Start of The input

PR #168, opened 2026-06-06
feat(core): delivery policy (max-deliver, backoff, ack vocabulary)

ELares:
## What

The pure decision layer of the consumer model (#63): the ack vocabulary, max-deliver poison detection, and the nack backoff schedule. It drives the durable side but performs no IO itself.

## API

- `AckVerb`: `Ack` (done), `Nack { delay_nanos }` (retry, optionally sooner/later than the visibility timeout), `Progress` (extend the lease), `Term` (stop redelivery without DLQ).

End of The input

## Work request
Copy out the whole listing exactly; please set it all down.

## Result of this task
PR #168, opened 2026-06-06
feat(core): delivery policy (max-deliver, backoff, ack vocabulary)

ELares:
## What

The pure decision layer of the consumer model (#63): the ack vocabulary, max-deliver poison detection, and the nack backoff schedule. It drives the durable side but performs no IO itself.

## API

- `AckVerb`: `Ack` (done), `Nack { delay_nanos }` (retry, optionally sooner/later than the visibility timeout), `Progress` (extend the lease), `Term` (stop redelivery without DLQ).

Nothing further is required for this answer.